The moneylender enters, and both we and Salanio know perfectly well what news concerns Shylock; Salanio's sardonic greeting, with its pretense of wanting to know "the news," is calculated to infuriate Shylock, for even though we have not seen Shylock since the elopement of his daughter, we know that his anger will have been fueled by the fact that Lorenzo — and, by implication, the whole Christian community — has dealt him a blow. One should be fully aware that Shylock is ever conscious of his Jewishness in a Christian community. Then at the mention of Antonio, Shylock says ominously, "Let him look to his bond." Without question, the bond is "merry" no longer — but Salanio has not comprehended this yet. His half-serious question "Thou wilt not take his flesh. What's that good for?" is answered savagely: "If it will feed nothing else, it will feed my revenge," Shylock declares.
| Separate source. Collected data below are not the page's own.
PR #2211, opened 2018-01-05
add SEQAN_IF_CONSTEXPR

h-2:
- [x] wait for #2209 then rebase
  - [ ] other obvious candidates where we can use this?

### DIFF
--- a/include/seqan/find/find_score.h
+++ b/include/seqan/find/find_score.h
@@ -311,7 +311,7 @@ inline void _patternInit (Pattern<TNeedle, DPSearch<TScore, TSpec, TFindBeginPat
         x += score_gap;
     }
 
-    if (IsSameType<TSpec, FindPrefix>::VALUE)
+    SEQAN_IF_CONSTEXPR (IsSameType<TSpec, FindPrefix>::VALUE)
     {//compute data_maxscore
         me.data_maxscore = 0;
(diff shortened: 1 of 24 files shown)


rrahn:
seems you broke all builds 🥇

include/seqan/find/find_score.h
```diff
@@ -375,12 +375,15 @@ _findScoreSimpleProportional(TFinder & finder, Pattern<TNeedle, DPSearch<TScore,
     TSize haystack_length = length(container(hostIterator(finder)));
 
     //limit search width for prefix search
-    if (IsSameType<TSpec, FindPrefix>::VALUE && (score_gap < 0))
+    SEQAN_IF_CONSTEXPR (IsSameType<TSpec, FindPrefix>::VALUE)
     {
-        TSize maxlen = prefix_begin_position + length(needle(me)) + ((scoreLimit(me) - me.data_maxscore) / score_gap) + 1;
-        if (haystack_length > maxlen)
+        if (score_gap < 0))
```
rrahn: Here is your error 🔍

h-2:
>  it should rather have positive effects on the performance but I strongly advice doing some micro-benchmarks. 

Well, I think there is no way this can have negative effects. It reduces code generation and branching. In the worst case it will be the same as not using it.

h-2:
rebased on current develop with c++17 CI

Issue #2166, opened 2017-11-22
[BUG] Segmentation fault on implicit cast of StringSet object to String-of-Strings object.


smehringer:
I found some strange behavior working with StringSets by accident.

The following cpp program segfaults:
```cpp
#include <seqan/sequence.h>

using namespace seqan;

void foo(String<DnaString const & v)
{
    // doesn't matter..
}

int main()
{
    StringSet<DnaString> set;
    appendValue(set, "acgtac");
    appendValue(set, "acgtac");

    foo(set);

    return 0;
}
``` 

![stacktrace](https://user-images.githubusercontent.com/7955878/33135211-b171579c-cf99-11e7-9036-e97623858553.png)
(sorry for the crappy picture but my virtual Linux machine has no internet access)

It segfaults when trying to call `getObjectId(set)` which has some weird function body ([see here](https://github.com/seqan/seqan/blob/966da62f2ba61867359cad18f4db2dbaf431243e/include/seqan/sequence/sequence_interface.h#L286)):
```cpp
    return &*end(me, Standard());
```

h-2:
I don't think it should do an implicit cast at all. Implicit casts are the devil's work 👿

rrahn:
Actually it cannot do an implicit cast as StringSet encapsulates much more stuff than a simple vector of strings. Therefor, the user should be forced to do this explicitly, which will inevitable induce a deep copy of the data. I believe no one want this (probably not even explicitly).

joergi-w:
I performed tests with the code above and I do not find the segmentation fault on both Mac and Linux, using gcc versions 4.9 / 5 / 6 / 7. Interestingly, in the foo function one can still apply functions for StringSet (e.g. lengthSum) as well as functions for String (e.g. endPosition). Because results can be unexpected (toCString for instance gives a const string containing a memory address), I agree that we should prevent a cast between String and String set.

PR #2212, opened 2018-01-08
[FIXED-#2166] String and StringSet conversion

joergi-w:


h-2:
Why did you keep the StringSet constructors as explicit and did not apply the same check as for Strings?

joergi-w:
The `StringSet` constructors do not cause all the trouble we saw with the explicit `String` constructors, so I considered the stricter as the better solution here. Should I change them to the `enable_if` version anyway?

h-2:
Yes, best be consistent.

joergi-w:
The enable_if does not make sense here, because the String argument in the StringSet constructor is already restricted to TString, which is the String Type in the StringSet. So I just removed the explicit keyword.

PR #2216, opened 2018-01-10
[INTERNAL] deactivate some apps on travis

h-2:
to bring down build and test time

### DIFF
--- a/apps/pair_align/CMakeLists.txt
+++ b/apps/pair_align/CMakeLists.txt
@@ -12,6 +12,11 @@ message (STATUS "Configuring apps/pair_align")
 
 set (SEQAN_APP_VERSION "1.3.7")
 
+if (SEQAN_TRAVIS_BUILD)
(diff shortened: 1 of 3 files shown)


apps/pair_align/CMakeLists.txt
```diff
@@ -12,6 +12,11 @@ message (STATUS "Configuring apps/pair_align")
 
 set (SEQAN_APP_VERSION "1.3.7")
 
+if (SEQAN_TRAVIS_BUILD)
```
rrahn: Is it wise to always disable it? 
Maybe if we can detect the compiler version used, we can disable it based on the used `CXX` environment variable.
All other builds usually run through.

rrahn:
Actually the windows CI did work this time, and actually there is an error 👍

apps/pair_align/CMakeLists.txt
h-2: But bringing down the build times in general is a good idea. Also we might add new tests that then again require to deactivate something else..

The malicious digs of Salanio and Salarino produce one of Shylock's most dramatic speeches in the play. It is written in prose, but it is a good example of the superb intensity to which Shakespeare can raise mere prose. Shylock's series of accusing, rhetorical questions which form the central portion of the speech, from "Hath not a Jew eyes?" to "If you poison us, do we not die?" completely silences Shylock's tormentors. In fact, this speech silences us. We ourselves have to ponder it. It is one of the greatest pleas for human tolerance in the whole of dramatic literature. But it is also something more, and we must not lose sight of its dramatic importance: It is a prelude to Shylock's final decision concerning how he will deal with Antonio.

Shylock speaks of a Christian's "humility" with heavy sarcasm; "humility," he says, is a much-talked-of Christian virtue, but a virtue which is not much in evidence. The "humility" of a Christian, Shylock says, ceases when a Christian is harmed, for then the Christian takes revenge. That is the Christian's solution, and that will also be Shylock's course of action, his solution to the wrongs he has suffered: "The villainy you teach me I will execute." And toward the end of the speech, he repeats, like a refrain, the word "revenge."

Shylock's speech on revenge is so powerful and so unanswerable that it is lost on Salanio and Salarino, who are none too bright anyway, but their silence on stage stuns us. Shakespeare has manipulated our sympathy. Then, just when we were secure in feeling that Shylock's reasoning was just, Shakespeare shows us another facet of Shylock, one which we have seen before — his concern with possessions — and thus we must reconsider the whole matter of justice which we thought we had just solved. Shylock's friend Tubal enters, and in the exchange which follows, we realize that Shylock has become a miser in order to build his own personal defense against the hostile Christian mercantile world of Venice. But his defense has increased to such an extent that he no longer can contain it; it possesses him now. He cannot properly distinguish between the love of riches and his love for his daughter, Jessica. Shylock's obsession for possessing has blinded him; his anger at the Christian world has corrupted even his love for his daughter: "I would my daughter were dead at my foot, and the jewels in her ear! Would she were hearsed at my foot, and the ducats in her coffin!" Thereby, we see the extent of Shylock's hatred. By the end of the scene, the audience is convinced, if it was not before, that Shylock's attack on Antonio will be absolutely relentless. If he can, he will literally take his "pound of flesh."